Private equity – Optimisme prudent pour les fonds d’investissement

Un secteur en transition. Tel est le résumé de l’état à l’échelle mondiale du private equity selon la firme Dechert à l’occasion de la publication de son septième rapport annuel Global Private Equity Outlook 2025 réalisé en partenariat avec Mergermarket. Si l’activité est encore loin des niveaux de l’année 2021 et de début 2022 indique la note, des signes de stabilisation et d’amélioration se dégagent avec des fonds qui montrent une capacité à innover. Dans le détail, 93 % des décideurs interrogés envisagent des opérations de retrait de cote dans les 12 prochains mois, bien que le nombre de ceux ayant une « très forte probabilité » de réaliser ce type de transactions soit passé de 80 % à 44 % par rapport à l’année dernière. Presque un tiers (29 %) exprime « des doutes en zone EMEA quant à leur capacité à réussir une introduction en Bourse, et une société sur cinq s’inquiète de ne pas être en mesure de lever des fonds de continuation ». Ces réponses interviennent dans un contexte de surveillance accrue des régulateurs ce qui fait monter la pression auprès des dirigeants. Ainsi, 66 % des sociétés de private equity à l’échelle mondiale « s’attendent à ce que la surveillance accrue des autorités de concurrence et des régulateurs, ainsi que les contrôles des investissements étrangers (FDI), aient un impact négatif sur leurs plans de transactions au cours des 12 prochains mois ». « Les conditions de marché de 2024 ont encore été relativement difficiles, mais nous voyons émerger un sentiment d’optimisme, explique Sabina Comis, global managing partner de Dechert.
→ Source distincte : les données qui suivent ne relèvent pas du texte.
PR #1737, opened 2024-05-03
Replace utos with std::to_string

hainest:
This function doesn't need to exist since there is a standard way of doing it now.

### DIFF
--- a/dyninstAPI/src/BPatch_process.C
+++ b/dyninstAPI/src/BPatch_process.C
@@ -958,7 +958,7 @@ BPatch_object *BPatch_process::loadLibrary(const char *libname, bool)
          break;
       }
       if (bpfv.size() > 1) {
-         std::string msg = std::string("Found ") + utos(bpfv.size()) +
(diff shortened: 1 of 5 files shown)


kupsch (approved):
Looks good.  I think we should remove the the `utos` declaration and definition in util.{h,C} as it is unlikely that anyone is using this outside Dyninst.  If you think someone might be using it, then add a `DYNINST_DEPRECATED("replace with std::to_string")` annotation to the declaration and we can remove it in a future release.

kupsch:
Also do the same to `itos`, which is not used in Dyninst.

hainest:
> Looks good. I think we should remove the the `utos` declaration and definition in util.{h,C} as it is unlikely that anyone is using this outside Dyninst. If you think someone might be using it, then add a `DYNINST_DEPRECATED("replace with std::to_string")` annotation to the declaration and we can remove it in a future release.

It's undocumented, so I'm not worried. I'm gutting most of this file. It's causing build errors for in-tree systemtap builds because of a filename conflict. Ironically, 'util.h' has no utility to users- it's just more internals leaking out.

PR #1738, opened 2024-05-03
Consolidate visibility control macros

hainest:
There is no need to have one per toolkit.
    
This also removes the MSVC-specific check because we don't build there
and we don't have any of the visibility compiler switches set for it,
either.

### DIFF
--- a/common/h/dyninst_visibility.h
+++ b/common/h/dyninst_visibility.h
@@ -31,8 +31,6 @@
 #ifndef DYNINST_COMMON_DYNINST_VISIBILITY_H
 #define DYNINST_COMMON_DYNINST_VISIBILITY_H
 
-#ifndef DYNINST_EXPORT
-# define DYNINST_EXPORT __attribute__((visibility ("default")))
-#endif
+#define DYNINST_EXPORT __attribute__((visibility ("default")))
 
 #endif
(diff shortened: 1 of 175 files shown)


common/h/dyninst_visibility.h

Le système a été engorgé, les sorties n’ont pas eu lieu aussi souvent parce que les prix restaient trop élevés pour que les acheteurs puissent les intégrer dans leurs modèles. » Et l’associée fiscaliste d’ajouter : « Maintenant que les taux d’intérêt diminuent, les modèles commencent à mieux fonctionner et le cycle recommence à tourner. »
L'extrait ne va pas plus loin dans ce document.